La vie pour les musulmans a changé au Québec : les leçons d’un attentat
«C’est un attentat terroriste.» En elle-même, cette affirmation à propos de l’attaque contre le Centre culturel islamique de Québec montre que les habitants de cette province du Canada et plus largement de tout le pays viennent de constater qu’ils ont rejoint la «communauté internationale» des populations qui vivent avec l’angoisse de ce fléau. Ils ont la preuve concrète que le terrorisme agit partout, sans frontières et ne s’arrête aux portes d’aucun pays.
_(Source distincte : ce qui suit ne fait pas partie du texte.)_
PR #225, opened 2020-04-23
InterProScan Result Page

Swaathik:
The changes include 

- The renaming of the page title itself.

- Allowing users to edit the title of the InterProScan search. In this Pull request, it is implemented only in the main page where the user can browse/view the result.

- To let the users know that the search js going on, a spinning circle is shown while the job is running.


src/components/IPScan/Summary/index.js
```diff
@@ -243,8 +244,9 @@ const changeTitle = (
 ) => {
   if (inputRef.current.value !== '') {
     results.xref[0].name = inputRef.current.value;
+    const input = `>${inputRef.current.value} ${results.sequence}`;
```
gustavo-salazar, line 247: I wonder if the lack of a new line `'\n'` in between the name and the sequence might cause any side effects... I check around and seems ok but worry if we are missing something

src/components/IPScan/Summary/index.js
```diff
@@ -379,7 +365,24 @@ const SummaryIPScanJob = ({
                         Update
                       </button>
```
gustavo-salazar, line 366: Do you think a cancel button would be useful... in case you don't want to change the title any more?

src/components/IPScan/Summary/index.js
```diff
@@ -342,20 +342,6 @@ const SummaryIPScanJob = ({
...
-                        'button-space',
-                      )}
-                      data-icon="&#xf303;"
-                      aria-label={'Edit Title'}
-                      onClick={() => setShowTitleField(!showTitleField)}
-                    />
-                  </Tooltip>
                   {showTitleField ? (
                     <div className={f('title-form')}>
                       <input
```
gustavo-salazar, line 347: Can you prepopulate this field with the current name. it might be the case the user just want edit a current name

src/components/IPScan/Summary/index.js
Swaathik: Good point. As we are completely hiding the old title, it is worth adding a button to go back to what it was

src/components/IPScan/Summary/index.js
Swaathik: The input field in idb when the job is created for the first time is shown the same way. I think its fine. I checked if it is elsewhere. Seems okay to me

src/components/IPScan/Summary/index.js
Swaathik: yeah, Sure. I will make the change

gustavo-salazar:
Couple of comments:
* please change the focus to the `<input>` when it changes to writeable.
* set a `min-width` for the `<input>`, maybe something like `12em`, so it shows some space if the chosen title is too short
* I notice you are reusing the same `<button>` to make the `<input>` editable, that's cool but maybe change the icon from ✏️ to 💾 or something to show it's use to save.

Ils ont eu le concentré de ce qu’est le terrorisme : il frappe là où on s’y attend le moins, y compris dans une ville réputée paisible, dans un lieu de culte musulman, dans ce cas, et contre des personnes rassemblées pour une prière.
Autre caractéristique «commune» : la confession et la nationalité des victimes importent peu aux terroristes. Le seul effet de surprise dans l’acte barbare commis au Québec provient de l’identité et du comportement du tueur : il porte un nom à consonance «non musulmane» et il ne s’est pas fait abattre pour mourir en martyr, préférant se rendre à la police. On dit que des gens ont entendu crier «Allah Akbar !» au moment de l’attaque, mais, dans cette tuerie, il n’y a aucune trace du «label» sinistre des organisations terroristes, comme Daech ou Al-Qaïda, qui ont déjà frappé dans les capitales et dans les villes des pays occidentaux, et dont on annonce régulièrement le démantèlement des cellules. Le résultat est le même : c’est dans un autre Québec que ses habitants vont vivre dorénavant. Ils devront s’y résoudre.
Les spécialistes qui observent la vie communautaire dans cette province disent qu’il ne s’agit pas d’un «acte isolé». Ils n’évoquent pas pour le moment la catégorie des «agents dormants» qui attendent l’opportunité d’assouvir leur haine à travers ce genre de crimes. Mais les médias et les animateurs du mouvement associatif qui œuvrent au rapprochement des communautés ne manquent pas de souligner que cet acte terroriste est l’indicateur inquiétant d’une escalade dans le registre de l’islamophobie, nourrit par la xénophobie, qui touche le Canada ces dernières années.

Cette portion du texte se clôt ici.